I'd also say the MKVI is a nice upgrade. It got rid of the tall-and-narrow look of the V. It also has nice exterior lines and a very nice interior. Things like the steering wheel, the gauges (what can be seen of them in the photo), the clean dash and controls, the exterior mirrors, etc. Only thing I'm not so hot on is the plaid seats. Didn't much care for them in the early 80s and they still don't appeal to me now. That surely would not keep me from purchasing one though. Hopefully the total weight of the car will stay the same or go lower. Lower is better in my opinion. Can't wait to see one in person, then I can make my final determination.
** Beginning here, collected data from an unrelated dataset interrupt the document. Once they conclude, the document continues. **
Issue #6340, opened 2024-12-13
Deletion race condition when fetching secret from the Kubernetes secrets provider cache


cmacknz:
- Relates https://github.com/elastic/elastic-agent/issues/6187

The Kubernetes secrets provider caches secrets and updates them on a configurable schedule to avoid placing unnecessary load on the Kubernetes API.

The cache is updated in a goroutine: https://github.com/elastic/elastic-agent/blob/54932dc7b46cdd0d16791e07b8fc5dd596efb129/internal/pkg/composable/providers/kubernetessecrets/kubernetes_secrets.go#L88-L90

The cache is copied, the latest value for each non-expired secret is fetched, and then the copy is merged into the active map. https://github.com/elastic/elastic-agent/blob/54932dc7b46cdd0d16791e07b8fc5dd596efb129/internal/pkg/composable/providers/kubernetessecrets/kubernetes_secrets.go#L164-L199

The logic to get a value from the cache follows below.

https://github.com/elastic/elastic-agent/blob/54932dc7b46cdd0d16791e07b8fc5dd596efb129/internal/pkg/composable/providers/kubernetessecrets/kubernetes_secrets.go#L204-L225

1. A read lock on the cache is taken to check if the value exists in the cache.
2. If it isn't, the secret is fetched which involves holding a write lock again to update the cache.
3. A write lock on the cache is taken and the cache is updated with the value from step 2 and the last access time is set.

The race condition is that after 1 and 2 have completed, the `updateCache()` method that can delete secrets from the cache could have run and deleted the secret right before 3 below where the value is returned directly from the cache with no check for whether the secret still exists.

https://github.com/elastic/elastic-agent/blob/54932dc7b46cdd0d16791e07b8fc5dd596efb129/internal/pkg/composable/providers/kubernetessecrets/kubernetes_secrets.go#L218-L222

cmacknz:
There is another potential problem here, where time since last access is evaluated twice:

Once here where we refresh the value if the TTL hasn't expired, but the problem is if the value changed and agent should update the component model with the new value, we don't update the last access.

https://github.com/elastic/elastic-agent/blob/54932dc7b46cdd0d16791e07b8fc5dd596efb129/internal/pkg/composable/providers/kubernetessecrets/kubernetes_secrets.go#L174-L182

The TTL is then evaluated again when merging the maps which can lead to deletion even though the value updated:

[...]

PR #6623, opened 2025-01-29
[k8s] Fix logical race conditions in kubernetes_secrets provider

pkoutsovasilis:
## What does this PR do?

This PR refactors the implementation to eliminate logical race conditions of the `kubernetes_secrets` provider alongside with brand new unit-tests.

Initially, the issue seemed to stem from misuse or lack of synchronisation primitives, but after deeper analysis, it became evident that the "race" conditions were logical rather than concurrency-related. The existing implementation was structured in a way that led to inconsistencies due to overlapping responsibilities of different actors managing the secret lifecycle.

To address this, I restructured the logic while keeping in mind the constraints of the existing provider, specifically:

- **Using a Kubernetes reflector (watch-based mechanism) is not an option** because it would require listing and watching all **secrets**, which is often a non-starter for users.
- Instead, we must maintain our own caching mechanism that periodically refreshes only the referenced Kubernetes secrets.

With this in mind, the provider behaviour is now as follows:

#### Cache Disabled Mode:
- When caching is disabled, the provider simply reads secrets directly from the Kubernetes API server.

#### Cache Enabled Mode:
- When caching is enabled, the provider stores secrets in a cache where entries expire based on the configured **TTL** (time-to-live) and a **lastAccess** field of each cache entry.
- The provider has two primary actors: **cache actor** and **fetch actor**, each with well-defined responsibilities.

#### Cache Actor Responsibilities:
1. **Signal expiration of items**: When a secret expires, the cache actor signals that a fetch should occur to reinsert the key into the cache, ensuring continued refreshing.
2. **Detect secret updates and signal changes**: When the cache actor detects a secret value change, it signals the ContextProviderComm.
3. **Conditionally update `lastAccess`**:
   - If the secret has changed, update `lastAccess` to prevent premature expiration and give the fetch actor time to pick up the new value.
   - In any other case, do **not** update `lastAccess` and let the entry "age" as it should.

#### Fetch Actor Responsibilities:
1. **Retrieve secrets from the cache**:
   - If present, return the value.
   - If missing, fetch from the Kubernetes API.
2. **Insert fetched secrets into the cache** if there isn't a more recent version of the secret already in it (can happen by the cache actor or a parallel fetch actor).
3. **Always update `lastAccess`** when an entry is accessed to prevent unintended expiration.

#### Considerations:
- **No global locks**: Store operations are the only part of the critical path, ensuring that neither cache nor fetch actors block each other.
- **Conditional updates**: Since cache state can change between the time an actor reads and writes, all updates use **conditional store operations** that are part of the critical path.
- **Custom store implementation**: The existing `ExpirationCache` from `k8s.io/client-go/tools/cache` does not suit our needs, as it lacks the aforementioned conditional insertion required to handle these interactions correctly.
- **Optimized memory management**: The prior implementation copied the cache map on every update to prevent Golang map bucket retention. However, I believe this was a **misunderstanding of Golang internals** and a premature optimisation. If needed in the future, this can be revisited in a more controlled manner.

PS: as the main changes of this PR are captured by the commit https://github.com/elastic/elastic-agent/commit/a54972875c2c33e2978fee26f3a2a2f0d36115ab, I consider this PR to be aligned with the [Pull Requests policy](https://github.com/elastic/elastic-agent/blob/main/CONTRIBUTING.md#as-a-reviewee-ie-author-of-a-pr)

## Why is it important?

This refactor significantly improves the correctness of the `kubernetes_secrets` provider by ensuring:
- Secrets do not expire prematurely due to logical race conditions.
- Updates are properly signaled to consuming components.
- Performance is optimised with minimal locking and unnecessary memory allocations.

## Checklist

- [x] I have made corresponding changes to the default configuration files
- [x] I have added an entry in `./changelog/fragments` using the [change-log tool](https://github.com/elastic/elastic-agent#changelog)

## Disruptive User Impact

This change does **not** introduce breaking changes but ensures that the `kubernetes_secrets` provider operates correctly in cache-enabled mode. Users relying on cache behaviour may notice improved stability in secret retrieval.

1. Run unit tests to validate the new caching behaviour:
   ```sh
   go test ./internal/pkg/composable/providers/kubernetessecrets/...
   ```

## Related issues

- Closes https://github.com/elastic/elastic-agent/issues/6340


internal/pkg/composable/providers/kubernetessecrets/expiration_cache.go
```diff
@@ -0,0 +1,124 @@
...
+)
+
+// expirationCache is a store that expires items after time.Now - secret.lastAccess > ttl (if ttl > 0) at Get or List.
+// expirationCache works with *cacheEntry, a pointer struct that wraps secret, instead of secret directly because map
+// structure in standard go library never removes the buckets from memory even after removing all the elements from it.
+// However, since *cacheEntry is a pointer it can be garbage collected when no longer referenced by the GC, such as
+// when deleted from the map. More importantly working with a pointer makes the entry in the map bucket, that doesn't
+// get deallocated, to utilise only 8 bytes on a 64-bit system.
+type expirationCache struct {
+	sync.RWMutex
```
michalpristas, line 19: we sure we need RWMutex, this does not add any performance gain and if write is frequent it can even result in a bad performance.
i'm leaning more towards normal Mutex, or we should benchmark to see benefits of having RWMutex.

michalpristas (approved):

internal/pkg/composable/providers/kubernetessecrets/expiration_cache.go
pkoutsovasilis: the choice of RWMutex, was solely done on the expectation that this would more read-based as each secret value would be inserted once either during the refresh of the cache or during a fetch, and then everything will hit for the ttl. I mean having a cache should make us read-heavy otherwise on each write we would be also fetching from the API server, which kinda defeats the purpose? I can still switch to plain Mutex just let me know 🙂

internal/pkg/composable/providers/kubernetessecrets/kubernetes_secrets.go
```diff
@@ -21,96 +21,183 @@ import (
...
+	}
+
+	ctx := context.Background()
+
+	secretNamespace := tokens[1]
+	secretName := tokens[2]
+	secretKey := tokens[3]
+
+	// Wait for the provider to be initialized
+	<-p.running
```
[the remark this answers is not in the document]
pkoutsovasilis: `<-p.running` is only here to make the any fetch wait for the p.client to be initialised. We don't need to wait for the first iteration to finish because during the first iteration our cache would be empty, keys are inserted to the cache by Fetch. Does that make sense? 🙂

internal/pkg/composable/providers/kubernetessecrets/kubernetes_secrets.go
```diff
@@ -21,96 +21,183 @@ import (
...
 	}
-	p.clientMx.Lock()
+	p.clientMtx.Lock()
 	p.client = client
-	p.clientMx.Unlock()
+	p.clientMtx.Unlock()
 
 	if !p.config.DisableCache {
-		go p.updateSecrets(ctx, comm)
+		go p.refreshCache(ctx, comm)
```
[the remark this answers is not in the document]
pkoutsovasilis: Again, `<-p.running` is only to make any fetch wait for the `p.client` to be initialised. Now we do close the `p.running` after we invoke the `go p.refreshCache(ctx, comm)`, and during the first iteration cache will be empty so there is no extra safety added by closing it after it, right?

internal/pkg/composable/providers/kubernetessecrets/kubernetes_secrets.go
```diff
@@ -21,96 +21,183 @@ import (
...
+		value:        apiSecretValue,
+		apiExists:    apiExists,
+		apiFetchTime: now,
+	}
+	p.store.AddConditionally(key, sd, true, func(existing secret, exists bool) bool {
+		if !exists {
+			// no existing secret in the cache thus add it
+			return true
+		}
+		if existing.value != apiSecretValue && !existing.apiFetchTime.After(now) {
```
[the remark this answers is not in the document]
pkoutsovasilis: `sd.apiFetchTime.After(existing.apiFetchTime)` if I go with that, and the time between sd and existing are the same (I know it is way too hard but can happen) then I am gonna lose a secret even if the value has changed. makes sense? 🙂

internal/pkg/composable/providers/kubernetessecrets/kubernetes_secrets.go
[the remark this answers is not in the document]
michalpristas: by the name i thought you wanted to prevent simultanious initialisation and fetching.

internal/pkg/composable/providers/kubernetessecrets/kubernetes_secrets.go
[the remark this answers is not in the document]
michalpristas: then we also could reverse and do !before. but this is just a readability nit

internal/pkg/composable/providers/kubernetessecrets/expiration_cache.go
michalpristas: i leave it up to you as RWMutex vs Mutex is a bit controversial topic

internal/pkg/composable/providers/kubernetessecrets/expiration_cache.go
```diff
@@ -0,0 +1,124 @@
...
+		if c.isExpired(entry.lastAccess) {
+			continue
+		}
+		list = append(list, entry.s)
+	}
+	return list
+}
+
+// newExpirationStore creates and returns an expirationCache
+func newExpirationStore(ttl time.Duration) *expirationCache {
```
pchila, line 119: Is there a specific reason for calling the constructor for the `expirationCache` `newExpirationStore` ?
```suggestion
func newExpirationCache(ttl time.Duration) *expirationCache {
```

internal/pkg/composable/providers/kubernetessecrets/expiration_cache.go
```diff
@@ -0,0 +1,124 @@
...
+	entry, exists := c.items[key]
+	if !exists {
+		return secret{}, false
+	}
+	if updateAccess {
+		entry.lastAccess = time.Now()
+	} else if c.isExpired(entry.lastAccess) {
+		delete(c.items, key)
+		return secret{}, false
+	}
```
pchila, line 46: This is a modification of the map while holding only a Read lock, this is not concurrent-safe.
There's also a possible concurrent access on `lastAccess` at the entry level.

internal/pkg/composable/providers/kubernetessecrets/expiration_cache.go
```diff
@@ -0,0 +1,124 @@
...
+	items map[string]*cacheEntry
+}
+
+type cacheEntry struct {
+	s          secret
+	lastAccess time.Time
+}
+
+// Get returns the secret associated with the given key from the store if it exists and is not expired. If updateAccess is true
+// and the secret exists, essentially the expiration check is skipped and the lastAccess timestamp is updated to time.Now().
```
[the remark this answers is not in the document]
pkoutsovasilis: Thanks for the question 🙂 so the point of having such a `Get` function with such a flag `updateAccess` is to perform all operations at a single time point under the same critical path. If we split up the `Refresh` and `Get`  then we can't make a "correct", in terms of timing, decision as the entry might have changed between the Get and Refresh. Thus it needs to happen in a single go. Does it make sense? 🙂

internal/pkg/composable/providers/kubernetessecrets/expiration_cache.go
pkoutsovasilis: I did rename it, please feel free to unresolve if you spot anything else 🙂

internal/pkg/composable/providers/kubernetessecrets/expiration_cache.go
pchila: Makes sense to me. "premature optimization is the root of all evil" :wink:

internal/pkg/composable/providers/kubernetessecrets/store_test.go
pchila, line 1: If this is a generated mock (as implied by the header) why is this not reflected in the file name? (it should be `store_mock.go` or similar)
Moreover, at this time all the generated mocks are kept under `/mocks` directory, reflecting the original interface package structure (although this can easily be changed if needed).

Is this mock here because it's mocking an internal interface ?

pkoutsovasilis: yes that is indeed generated by mockery but I had to bring it manually inside the same package for the reason you already identified, private interface and private struct that we pass to the functions of the interface. I tried having both of these public and follow the standard practices.of mocks of this repo but then I got cyclic import errors thus that was not that helpful. Actually I was wondering why we generate our mocks in a different package than the actual interfaces 🤔

kaanyalti (approved):

internal/pkg/composable/providers/kubernetessecrets/kubernetes_secrets.go
```diff
@@ -21,96 +21,183 @@ import (
...
-
 // Run initializes the k8s secrets context provider.
-func (p *contextProviderK8sSecrets) Run(ctx context.Context, comm corecomp.ContextProviderComm) error {
+func (p *contextProviderK8SSecrets) Run(ctx context.Context, comm corecomp.ContextProviderComm) error {
 	client, err := getK8sClientFunc(p.config.KubeConfig, p.config.KubeClientOptions)
 	if err != nil {
-		p.logger.Debugf("kubernetes_secrets provider skipped, unable to connect: %s", err)
-		return nil
+		// signal that the provider has initialized
+		close(p.running)
```
swiatekm, line 105: Is this guard necessary? I thought it wasn't legal to call `Fetch` before `Run` returns.

internal/pkg/composable/providers/kubernetessecrets/kubernetes_secrets.go
```diff
@@ -21,96 +21,183 @@ import (
...
 	return comm.Err()
 }
 
-func getK8sClient(kubeconfig string, opt kubernetes.KubeClientOptions) (k8sclient.Interface, error) {
-	return kubernetes.GetKubernetesClient(kubeconfig, opt)
+// Fetch returns the secret value for the given key
+func (p *contextProviderK8SSecrets) Fetch(key string) (string, bool) {
+	// Make sure the key has the expected format "kubernetes_secrets.somenamespace.somesecret.value"
+	tokens := strings.Split(key, ".")
+	if len(tokens) > 0 && tokens[0] != "kubernetes_secrets" {
```
swiatekm, line 132: We should make "kubernetes_secrets" a constant, and use that everywhere we use the string literal.

internal/pkg/composable/providers/kubernetessecrets/expiration_cache.go
```diff
@@ -0,0 +1,124 @@
...
+func (c *expirationCache) Get(key string, updateAccess bool) (secret, bool) {
+	c.Lock()
+	defer c.Unlock()
+
+	entry, exists := c.items[key]
+	if !exists {
+		return secret{}, false
+	}
+	if updateAccess {
+		entry.lastAccess = time.Now()
```
swiatekm, line 42: What if we did the expiration check first, would that cause any problems? Intuitively, I'd expect expired entries to always be deleted after TTL, but here we extend that potentially indefinitely. My understanding is that the cache refresh routine doubles up as a garbage collector for expired entries, but I think the code would be clearer if that implicit dependency didn't exist. What do you think?

swiatekm (commented):
Overall this looks good to me, had some questions about the implementation details.

internal/pkg/composable/providers/kubernetessecrets/expiration_cache.go
```diff
@@ -0,0 +1,124 @@
...
+		if condition != nil && condition(secret{}, false) {
+			c.items[key] = &cacheEntry{in, time.Now()}
+		}
+		return
+	}
+
+	if condition != nil && condition(entry.s, true) {
+		entry.s = in
+		entry.lastAccess = time.Now()
+	} else if updateAccess {
```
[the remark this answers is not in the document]
pkoutsovasilis: Yes this is intentional, because this function is intended to be used with an actual `condition`. Now because of semantics someone can call this function with a `nil` condition, thus with a nil condition is always false condition. So it is just a guarding here, do you see an issue with that?

internal/pkg/composable/providers/kubernetessecrets/expiration_cache.go
pkoutsovasilis: >What if we did the expiration check first, would that cause any problems?

So imagine that the `Get` is happening from a `Fetch` (updateAccess = true in this case) where essentially we should *not* expire the entry and still keep the reference in the cache. If we did introduce the expiration before this won't be the case anymore. Thus I vote for the expiration to stay where it currently is. What do you think?

internal/pkg/composable/providers/kubernetessecrets/kubernetes_secrets.go
pkoutsovasilis: In the happy path I see what you say and indeed `Fetch` can't happen before `Run` but if the `Run` is too slow, since this a detached goroutine if I am correct [here](https://github.com/elastic/elastic-agent/blob/main/internal/pkg/composable/controller.go#L392), then a `Fetch` can happen in parallel, right?

pchila (approved):
LGTM

internal/pkg/composable/providers/kubernetessecrets/kubernetes_secrets.go
pkoutsovasilis: ok fair point const introduced! feel free to unresolve if you spot anything else 🙂

internal/pkg/composable/providers/kubernetessecrets/expiration_cache.go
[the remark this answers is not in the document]
swiatekm: That's fine, could make a note in the docstring to be more explicit.

internal/pkg/composable/providers/kubernetessecrets/kubernetes_secrets.go
swiatekm: Allright, makes sense. If this is how we want this to work, we should consider changing `Run` to be non-blocking so we don't need to defensively code in every provider. But that's material for a separate issue.

pkoutsovasilis:
@cmacknz since I am not sure that this PR should be categorised as a bug fix; please advice on the backport labels we should go with 🙂

internal/pkg/composable/providers/kubernetessecrets/expiration_cache.go
swiatekm: Why shouldn't we expire the entry in Fetch if it's actually expired according to the TTL? That sounds like it'd make the logic easier to understand, and would at best remove a micro-optimization from the provider.

I'm also wondering if this wouldn't be clearer if we had separate methods for updates and non-updates. This cache essentially has two types of users:

* The fetcher, whose every action should result in a `lastAccess` update.
* The cache refresher, none of whose actions should result in a `lastAccess` update.

This might be easier to understand if they used different methods, even if the implementations were similar.

pkoutsovasilis: >Why shouldn't we expire the entry in Fetch if it's actually expired according to the TTL? That sounds like it'd make the logic easier to understand, and would at best remove a micro-optimization from the provider.

so the mechanism of TTL is for the cache to call signal and re-trigger the Fetch of each key that needs to be in the cache. What's the point of going all the way around this, since we are already calling Get() from a Fetch. 

> I'm also wondering if this wouldn't be clearer if we had separate methods for updates and non-updates. This cache essentially has two types of users:
> * The fetcher, whose every action should result in a lastAccess update.
> * The cache refresher, none of whose actions should result in a lastAccess update.
> This might be easier to understand if they used different methods, even if the implementations were similar.

isn't that exactly what I write in the description of PR, have you read it? 🤔 Essentially TTL needs to effective only to the cache actor. Now I see no value of splitting the current Get with updateAccess bool parameter into two different functions that one does Get with expiration and the other do a Get without it.

internal/pkg/composable/providers/kubernetessecrets/kubernetes_secrets.go
```diff
@@ -21,96 +21,186 @@ import (
...
-func (p *contextProviderK8sSecrets) Run(ctx context.Context, comm corecomp.ContextProviderComm) error {
+func (p *contextProviderK8SSecrets) Run(ctx context.Context, comm corecomp.ContextProviderComm) error {
 	client, err := getK8sClientFunc(p.config.KubeConfig, p.config.KubeClientOptions)
 	if err != nil {
-		p.logger.Debugf("kubernetes_secrets provider skipped, unable to connect: %s", err)
-		return nil
+		// signal that the provider has initialized
+		close(p.running)
+		p.logger.Debug(k8sSecretsProviderName, " provider skipped, unable to connect: ", err.Error())
+		return err
```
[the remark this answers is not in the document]
cmacknz: Otherwise, it potentially makes sense to have Run implement the retry loop under the assumption we'll be able to create a client eventually.

cmacknz:
This looks great, and given it's an action item from a production incident, we should backport to the branches that allow it to be deployed to guard against those incidents occurring again. Backport to the oldest branch that infra observability will deploy and any newer branches.

internal/pkg/composable/providers/kubernetessecrets/kubernetes_secrets.go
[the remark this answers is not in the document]
pkoutsovasilis: looking at this code [here](https://github.com/elastic/elastic-agent/blob/main/internal/pkg/composable/controller.go#L451) we constantly retry to run a provider unless it returns an context.Canceled error. Thus I believe we are covered?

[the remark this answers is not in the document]
cmacknz: Yeah it looks like it retries periodically, if this function makes k8s API calls we may want an actual backoff algorithm here.

cmacknz (approved):

internal/pkg/composable/providers/kubernetessecrets/expiration_cache.go
swiatekm: > isn't that exactly what I write in the description of PR, have you read it? 🤔 Essentially TTL needs to effective only to the cache actor. Now I see no value of splitting the current Get with updateAccess bool parameter into two different functions that one does Get with expiration and the other does a Get without it.

Yeah, I wrote it out to make sure I understand correctly. My point is basically that when I see:

```
cache.Get(key, true)

```
it's less immediately clear to me than:

```
cache.GetAndUpdateAccessTime(key)
```

But that's a relatively minor thing in an out of itself. If you don't want to change it, that's fine.

> IMO, not quite right, it should update lastAccess on a secret change to provide enough grace period for the Fetch to happen and not expired if the cache refreshes sooner

True. What I meant was that the fetcher always sets `updateAccess=true` in its calls, while the refreshes always sets `updateAccess=false`. They're essentially separate use cases.
```
```

swiatekm (approved):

But from the photos provided, the new MKVI sure looks good.


----------



## tsots_leo (May 31, 2002)

There are only 4 things I like about this car, over the MKV GTI....
1. The Streeing Wheel
2. Dual Exhaust
3. Seats
4. The Drivers Side, Door Console
Other than that, I'm not looking to dump my nicely modded MKV for a newer GTI with an uglier grill.


----------



## shoez (May 28, 2008)

*Re: (tsots_leo)*

the upholstery's on point, i like it. http://****************.com/smile/emthup.gif


----------



## GTIVrScott (Jun 24, 2002)

*Re: Golf VI GTI First Photos ([email protected])*

I think it looks great, nicely improved on the MKV. I like the dual striped grill & think it looks better then the red smirk on the current one.
I just got my 06.5 dsg GTI about 5 weeks ago & I'm not 100% happy with the trans, excessive oil use & looks. I love the way it drives though & will go with a manual & cloth int. on my MKVI, maybe even a diesel if it comes.
As for more power, yeah that would be nice but that extra 50hp is still just $499 & a program away.


----------



## curvedinfinity (Oct 11, 2004)

MKV GTI owner here...
*I'm digging the cloth seats. Hopefully the bolsters don't get nerfed in the US, like with the MKV.
*I *love* the new stance and rear. I especially like the separated dual exhaust.
*The new headlights are awesome, but the red-outlined grill seems tacked on.
*Black painted huffs are perfect.
*The new steering wheel and gauge cluster are amazing.
*The new shifter looks great
... so, do they take security deposits now?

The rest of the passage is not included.